The last of the Mattagami First Nation residents who stayed behind to protect the community pulled out on May 24 as a forest fire burned north of the reserve.
Mattagami Chief Walter Naveau said at about 2:30 p.m, he and more than 30 residents began to evacuate the community after police told them they had to leave.
Within a half-hour, the community members rode out north on Highway 144 under a police escort as the forest fire called Timmins No. 9 continued to burn west of the highway.
“We went through the main part where it’s very smoky,” Naveau said. “You could feel it in your lungs – the burning.”
As they drove, Naveau said they could see the fire burning, drifting ashes and “columns of smoke all over.”
“You couldn’t see the sun even though you know it’s there,” Naveau said. “Everything was orange. It was eerie.”
The caravan made it to the Highway 144 and 101 junction and drove through the city of Timmins before arriving in Kapuskasing in the late afternoon, joining the 193 community members who were evacuated the evening prior.
Naveau said the community members are still feeling shock and grief on the situation.
Naveau took part in a teleconference that involved fire officials and all the communities affected by the fire and said the fire has yet to reach his home community.
“The wind is still in our favour,” he said. “The winds could change tomorrow and that’s not the best we’re looking for.”

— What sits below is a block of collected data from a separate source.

PR #4700, opened 2016-03-02
Register EllipticFEM.jl

gerhardtulzer:
This package provides a finite element method to solve elliptic partial differential equations.

One important fact is that the assembly of the stiffness matrix is faster than the similar code in MATLAB.

For further information please see the README.

### DIFF
--- a/EllipticFEM/url
+++ b/EllipticFEM/url
@@ -1,0 +1,1 @@
+git://github.com/gerhardtulzer/EllipticFEM.jl.git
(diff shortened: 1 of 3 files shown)


tkelman:
Would your tests pass if you enabled Travis CI? It's also useful to push the git tags to the repository so they show up under https://github.com/gerhardtulzer/EllipticFEM.jl/releases.

gerhardtulzer:
Yes, the tests pass.

I have pushed the tags to the repository.

PR #4704, opened 2016-03-03
Pull request/94518074

latticetower:


tkelman:
Hi! Note that the only registered Julia package that begins with a lower-case letter was registered over 3 years ago, before we established naming conventions. The package also needs to have a license file.

PR #4705, opened 2016-03-04
Tag ParserCombinator v1.7.8

andrewcooke:
having to do this manually.

various small fixes.


ParserCombinator/versions/1.7.8/requires
```diff
@@ -0,0 +1,4 @@
+julia 0.3
+Compat 0.7.6
```
tkelman: `readstring` requires a more recent version of Compat than this

andrewcooke: thanks

PR #6567, opened 2016-09-28
Tag DifferentialEquations v0.4.1

ChrisRackauckas:
[Parameters.jl](https://github.com/mauro3/Parameters.jl) had a breaking change to its syntax, which caused JuliaDiffEq/DifferentialEquations.jl#57. This change makes DifferentialEquations.jl compatible with Parameters 0.5.0 and updates the minimum version requirement.


tkelman:
You need to push the git tag

ChrisRackauckas:
Should be good now.

DifferentialEquations/versions/0.4.1/sha1
```diff
@@ -0,0 +1 @@
+1c4001be9f6f5ce4e1c0b0a3da98f15121f00b91
```
tkelman: this commit is 2 days old and only has a doc change relative to 0.4.0 https://github.com/JuliaDiffEq/DifferentialEquations.jl/compare/v0.4.0...1c4001be9f6f5ce4e1c0b0a3da98f15121f00b91

ChrisRackauckas:
Thanks for catching that. I wonder why it tagged that commit...

Anyhow, I tagged a new version. I checked that this tag is on the most recent commit, and it's pushed to the online repo.

PR #6569, opened 2016-09-28
Tag SFML v0.2.0 [https://github.com/zyedidia/SFML.jl]

zyedidia:


SFML/versions/0.2.0/requires
```diff
@@ -0,0 +1,3 @@
+julia 0.4
+Compat
```
tkelman: best to declare a minimum version dependency that implements the features you need

zyedidia:
If I add a version dependency in this PR I should also change it in the actual SFML.jl repo right? But if I make a commit there then the commit hash changes and I have to retag and possibly make a new PR here? I'm not sure how to fix this without creating a mess.

nalimilan:
Yes, but you should be able to modify the first commit, and force-push the new one to this branch. If that doesn't work, you can always open a new pull request.

tkelman:
Or you can just do it separately in the requires file for the tag in this branch of your metadata fork, and not worry about touching the tags or sha's. Then as long as you make the same change in your package's REQUIRE file before you make the next tag, it'll all work.

tkelman:
yep, like that. don't forget to make the corresponding change to https://github.com/zyedidia/SFML.jl/blob/master/REQUIRE too

PR #6570, opened 2016-09-29
Tag TensorDecompositions v0.2.0

yunjhongwu:
- Fix issues for Julia 0.5 and some minor bugs
 - Drop Julia 0.4 support 
 - Allow to provide an initial guess of factors in *candecomp*


tkelman:
FactCheck is a test-only dependency, so it should be in `test/REQUIRE` instead of `REQUIRE`

yunjhongwu:
Thanks! I moved FastCheck to `test/REQUIRE`.

PR #6573, opened 2016-09-29
Register GoogleCloud [https://github.com/joshbode/GoogleCloud.jl.git]

joshbode:
New Package - GoogleCloud.jl: Google Cloud JSON APIs for Julia


tkelman:
`MbedTLS` should be explicitly listed in `REQUIRE` if you're going to do `import MbedTLS`

tkelman:
You should consider adding some tests if you can. It's possible to set secure environment variables on Travis, if that helps.

joshbode:
Thanks, I missed that! I've added MbedTLS to the REQUIRE file, and we're working on some tests.

Not sure yet whether to try to mock the Google APIs (which seems like a _lot_ of work) or try and get a perpetual basic GCP project set up to run tests against (using secure environment variables in Travis to store credentials, which I wasn't aware of, thanks!). This seems easier but might end up costing us at some point.

cc: @JockLawrie

PR #6578, opened 2016-09-29
Tag CRC v1.2.0 [https://github.com/andrewcooke/CRC.jl]

ranjanan:


CRC/versions/1.2.0/requires
```diff
@@ -0,0 +1,3 @@
+julia 0.4
+ArgParse
+Compat
```
tkelman: needs a minimum version

CRC/versions/1.2.0/requires
```diff
@@ -1,3 +1,2 @@
 julia 0.4
 ArgParse
-Compat
```
tkelman: it's still in `test/runtests.jl`

PR #6579, opened 2016-09-29
register and tag PkgBenchmark.jl

shashi:


ssfrr:
Thanks @shashi, this looks really cool! I've just been familiarizing myself with BenchmarkTools and thinking about setting up a reproducible benchmarking rig for some of my packages, and this looks like it'll make the process more streamlined.

KristofferC:
I guess people will have to make sure to update their packages .gitignore so users won't dirty their repos just by running the benchmarks?

shashi:
@ssfrr I'm glad you think this will be useful. :) Do open issues/feature requests if you try it.

@KristofferC by default, yes, this will write to a place inside the package. Now that you mention it, `~/.julia/v0.X/.benchmark_data/<pkg>/...` might be a better place for these?

tkelman:
Wouldn't that make `Pkg.status` show a dirty non-repo at `Pkg.dir(".benchmark_data")` ? Why not make a package-scaffold auto-generation function that creates a template `benchmarks` folder including a stock gitignore?

PR #6581, opened 2016-09-29
Register and tag ClobberingReload.jl

cstjean:
[Provides](https://github.com/cstjean/ClobberingReload.jl):

- A `reload` alternative that overwrites the existing module instead of replacing it
- `Autoreload` functionality that works on 0.5
- Redefinition warning suppression

Incidentally, the travis build works on `julia: nightly` but not on `julia: release`, because the latter still refers to 0.4.7. Is that something I need to change somewhere?


tkelman:
use `julia: 0.5`

PR #6584, opened 2016-09-29
Only check SHA matches for modified package versions

ararslan:
Currently when all tags have been pushed to the upstream package repository, we check that the SHA for _every_ tag matches between what's in METADATA and what's in the upstream repo. With this change, we'll only be checking whether the SHA matches for versions that were modified in the PR.

This also includes a fix that will ignore tags in the upstream repo with names that aren't valid version numbers. It's fine to have those upstream, just not in METADATA. Attempting to create a version in METADATA with an invalid version number will still fail.

### DIFF
--- a/.test/check-pr.jl
+++ b/.test/check-pr.jl
@@ -93,10 +93,11 @@ for pkg in keys(modified)
 
     if isempty(notpushed)
         # Tags match, so we can compare SHAs 1-1
-        for tag in keys(localtags)
+        for tag in modified[pkg]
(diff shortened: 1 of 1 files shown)


tkelman:
how did this hit a `KeyError: key v"0.0.3" not found` ? whose 0.0.3?

ararslan:
I have absolutely 100% no clue.

ararslan:
That appears to have been a fluke? ¯\\\_(ツ)\_/¯

PR #6587, opened 2016-09-30
Tag LightGraphs v0.7.2 [https://github.com/JuliaGraphs/LightGraphs.jl]

sbromberger:


tkelman:
It's strongly discouraged to extend Base methods on signatures consisting only of Base types as in https://github.com/JuliaGraphs/LightGraphs.jl/blob/11b6a653e9b6690ada4fa53513ec9452f215cfd7/src/linalg/graphmatrices.jl#L136-L150 and https://github.com/JuliaGraphs/LightGraphs.jl/blob/11b6a653e9b6690ada4fa53513ec9452f215cfd7/src/linalg/graphmatrices.jl#L258, as that changes the behavior of completely unrelated code depending on whether or not LightGraphs has been imported anywhere else.

sbromberger:
cc @jpfairbanks

PR #6588, opened 2016-09-30
Tag Gumbo v0.2.2

porterjamesj:


Gumbo/versions/0.2.2/requires
```diff
@@ -0,0 +1,3 @@
+julia 0.4 0.6-
+BinDeps
+Compat
```
tkelman: what's the minimum version that implements features you need?

Gumbo/versions/0.2.2/requires
```diff
@@ -0,0 +1,3 @@
+julia 0.4 0.6-
```
tkelman: Upper bounds are not effective unless applied on all past tags. all this will do is prevent this version from being installed on 0.6-dev, so there users will be held back to version 0.2.1.

porterjamesj: oh good point. bleh, ok i will remove this. sad that past me did not have enough foresight to have been using upper bounds all along but i am too lazy to go back and update everything now.

PR #6592, opened 2016-09-30
Tag JSON v0.7.1 [https://github.com/JuliaLang/JSON.jl]

TotalVerb:
Only user-visible change is printing `Float32` in accordance with JSON standard on v0.5; see https://github.com/JuliaIO/JSON.jl/pull/172.


TotalVerb:
Second commit changes repository URL to JuliaIO.

PR #6595, opened 2016-09-30
TypedDelegation (new package)

JeffreySarnoff:
Delegation macros, easily used.
Apply functions over the values given by fields of constructed types.
Operate with field-valued operands, yielding a result of the same type.


JeffreySarnoff:
the difficulty was with the metadata (bad urls)
@tkelman this should be good .. there is very little source text!

TypedDelegation/versions/0.1.1/requires
```diff
@@ -0,0 +1 @@
+julia v0.5
```
tkelman: the `v` doesn't hurt (I think) but it's a bit nonstandard here

tkelman:
Enable Travis CI?

PR #6601, opened 2016-10-01
Tag Wavelets v0.5.2 [https://github.com/JuliaDSP/Wavelets.jl]

gummif:


Wavelets/versions/0.5.2/requires
```diff
@@ -0,0 +1,3 @@
+julia 0.4
+Reexport
+Compat
```
tkelman: best to declare a minimum version dependency that implements the features you need

gummif: Fixed

PR #6602, opened 2016-10-02
Register SJulia [https://github.com/jlapeyre/SJulia.git]: v0.0.13

jlapeyre:


tkelman:
It's recommended not to include Julia in package names - http://docs.julialang.org/en/release-0.4/manual/packages/#guidelines-for-naming-a-package

ViralBShah:
As a package, I agree that having Julia in the name doesn't help given the `.jl` suffix. Also, even if `Julia` shouldbe in the name, I feel that it should at least be `SymJulia`. The project is really interesting in my mind that it could even have its own name without the words `Sym` or `Julia` in the name.

Just some thoughts. Happy to also go with SJulia if that is what the authors want, but just requesting a short discussion once.

jlapeyre:
I would like a better name, without "Julia", if possible. I'll think about it. If we change the name, now is the time to do it.

*SymJulia* is the natural improvement, but its not great. I'm open to suggestions. Maybe bikeshedding on the user list is a good idea. But, picking [a good name]( https://en.wikipedia.org/wiki/List_of_computer_algebra_systems) for  a project is harder than picking a color, plus, it's easy to repaint.

We could name it after a person, *chyrch* for Alonzo Church. Or use *sym* somehow to connote the purpose. Google turns up nothing for *symjay*.

ViralBShah:
`Alonzo.jl`?

jlapeyre:
I like `Alonzo.jl`. It is simple, short, easy to remember.

Also `symanip` is not used. I translated *mathematics* and *symbol* in all of google's languages and found some interesting words and ideas. `symata` is interesting. So is `symmata`, which is less common on google.

nalimilan:
Or the boring-but-explicit SymbolicMath.jl?

jlapeyre:
@nalimilan The problem with this is that the name will be referred to repeatedly in documentation, and I think this could get cumbersome. `SJulia` functions as a standalone language (although it can also be used from within `julia`.)  So, it would have to be  "`SymbolicMath` does this, `SymbolicMath` does that."

MikeInnes:
How about Scythe.jl – vaguely sounds like Sym

nalimilan:
SymMath.jl then? Repeating SJulia in the docs isn't great either, as only one letter in that name actually gives information about what package you're talking about. :-)

ViralBShah:
I still like Alonzo.

jlapeyre:
I am leaning towards `Symata.jl` and `> symata`. I also still like  `Alonzo` , it fits well with tradition and is not used in software, or much in trademarks in general. Googling `symata` shows it to be much less common, of course. `6500` hits. `symmata` has no hits, but I like the shorter version. There is a design company that sells through etsy called `symata`. One reason I thought of naming it after a mathematician/computer scientist is that names like `symata` can easily get lost in a forest of similar names, like all the cars a few years ago with names like `aventa`.  I could also take the python route and name it after my favorite musician, ie `Ribot.jl`, which also happens to mean "carpenter's plane" in Catalan.

I originally had `SymJulia`, but I switched to `SJulia` because it is less typing in code and docs. Both of these were just default names, nothing considered. There are some packages called `Xja` for java. We could do `Symju`, but I don't see any reason to reference the host language.

@nalimilan I absolutely agree that repeating `SJulia` in the docs is not good. All the suggested names are an improvement on this.

`SymMath` and `SymMath` are already used in a few mathematics software projects, as well as other things.

@MikeInnes  `Scythe.jl` is nice.  Of couse, `symata` is more google-unique... I suppose online scythe sales are not growing though.

MikeInnes:
This is one of the nice things about the .jl convention – you can call it X for short (where X is some pseudo-random 1/2 syllable noun), but people can search for X.jl and it'll be the first hit.

Ribot.jl is a nice name too.

jlapeyre:
@MikeInnes  Wow, I didn't realize how well this works.  `R.jl` does not even exist, but googling it turns up R-related Julia packages. This makes `Alonzo.jl` and `Scythe.jl` more attractive, at least to the medium term. But, since the package is also a language, I can imagine at some point distributing it standalone, rather than as a Julia package.  Still, "x math" or something should always work for these, even though Church was a mathematician/logician.

I am strongly influenced by imagining typing a name and seeing it on the command line, and seeing it appear in code. And also, by having the package name the same as the one that used to invoke a REPL. I am trying to resist this, thought, because this is irrelevant to 99 percent of users, especially since the language is specifically meant to target non-programmers.

tkelman:
Symata.jl sounds neat to me. Logo possibilities of a Julia-colors fermata over some mathematical expression?

jlapeyre:
The logo idea sounds great. I'd have to learn a bit more about graphic design.

musm:
@jlapeyre my suggestion goto http://www.thinkbabynames.com/ 😄   use some sort of random scheme to select an arbitrary name that sounds interesting to you,  don't ask for opinions on said chosen name (there will be objections) rename package, move on with more important things... (case in point the Julia name)

jlapeyre:
@musm. I was hoping I would hear one name and say, "that's it!" Consensus is out of the question, of course.

But, that's good advice: the search is done. `Symata.jl` is the new name. Thanks to all.

ararslan:
Great work on this package, and excellent choice of name!

jlapeyre:
I think everything is done on my end.

jlapeyre:
Till now methods in `Base` were overwritten, eg. `show` for `Rational` and `Symbol`. This is fixed [here](https://github.com/jlapeyre/Symata.jl/commit/936c9f2140dfbcb8aeef6a4d5ee5dc3412d2795c#diff-02c799ef097a422d24361aa323ebf8f8R96).  I will wait to see if there are more problems before tagging Symata again and modifying `METADATA/Symata`.

tkelman:
You still have a few mentions of SJulia in your tests (and some `Pkg.dir`s that should be replaced with `dirname(@__FILE__)`, or `@__DIR__` from the latest Compat version), but those can be fixed up in future tags. Not sure why that didn't cause your tests to fail?

jlapeyre:
I will fix those, now. It should be easy. I thought I grepped the entire source with `-i sjulia`...

jlapeyre:
I found two `Pkg.dir`s and changed them to `dirname(@__FILE__)`.  There were mentions of SJulia in the old, unused tests in `./test`. I removed all of these files. There is one file remaining in `./test` that runs the tests in `./sjtest`.

PR #6604, opened 2016-10-02
Register Profiles [https://github.com/JuliaSmoothOptimizers/Profiles.…

dpo:
…jl.git]: v0.0.1


tkelman:
Another not-very-descriptive name here. PerformanceProfiles? SolverProfiles? ComparisonProfiles? MoreProfiles? It's a pretty specific A-vs-B comparison that these refer to.

And what's the license on the original code, if these are direct translations?

ViralBShah:
I had the same question when I saw the this package. @dpo I understand this nitpicking can be frustrating, but it helps make the packages descriptive and visible and gain more users.

PR #6607, opened 2016-10-02
Row echelon

blegat:
Create a package for `rref` (see https://github.com/JuliaLang/julia/pull/9804).
I also added support for Rational types, tests and and a help message.


ararslan:
It would be nice to preserve copywrite information regarding the authors of the origin code in the license, and even better, preserve the Git authorship information for the code, which is possible (albeit not easy).

As an aside, it looks like you're branching on the type of the input--better to use dispatch, i.e. separate methods for different types.

Other than those things, looks okay to me.

tkelman:
Looks like the original version is almost entirely written by Jeff - https://github.com/JuliaLang/julia/blame/d47926a3a02157f4c3a7efdd99d0d00b91f78628/base/linalg.jl#L442-L474 with only minor adjustments / moves of the function to different files by other people later. What we've done in other cases is used the same license as Julia but say the code was formerly part of Julia, and add yourself as an ongoing maintainer.

blegat:
@tkelman Do you have a package in mind that does that (just be sure of what I should write) ?

ararslan:
@blegat [Git.jl](https://github.com/JuliaPackaging/Git.jl)

PR #6612, opened 2016-10-02
Tag PairwiseListMatrices v0.4.0

diegozea:
It supports Julia 0.5.


tkelman:
Can you push the git tag so it's visible under https://github.com/diegozea/PairwiseListMatrices.jl/releases ?

diegozea:
Thanks, I did `git push --tags` and now the tag is visible under releases.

The Timmins No. 9 fire began on May 20 southwest of Timmins and has grown to a size of about 31,660 hectares as of May 25, according to the Ministry of Natural Resources. At the time, the blaze was approximately one kilometer south of Highway 101 and two kilometers west of Highway 144. However, MNR officials estimate the fire could the jump the highways on May 25 and continue in an easterly direction.
The City of Timmins declared a state of emergency on May 24 as billowing smoke darkened the skies of the city. The city has also implemented an outdoor water ban.
According to the fire update phone line set up by the city, the fire is about 30-35 kilometres from Timmins as of 10:30 a.m. May 25.
Smoke and ash from the fire led to the closure of the Timmins airport on May 25.
In a statement on its website, MNR said that continued wind and weather conditions will “likely cause the fire to keep growing.”
“Fire Timmins 9 demonstrated extreme behaviour and spread significantly on May 24,” MNR wrote.
The MNR said it has 16 four-man crews battling the blaze, which stretches over 50 kilometres, and that additional resources are being deployed to the fire.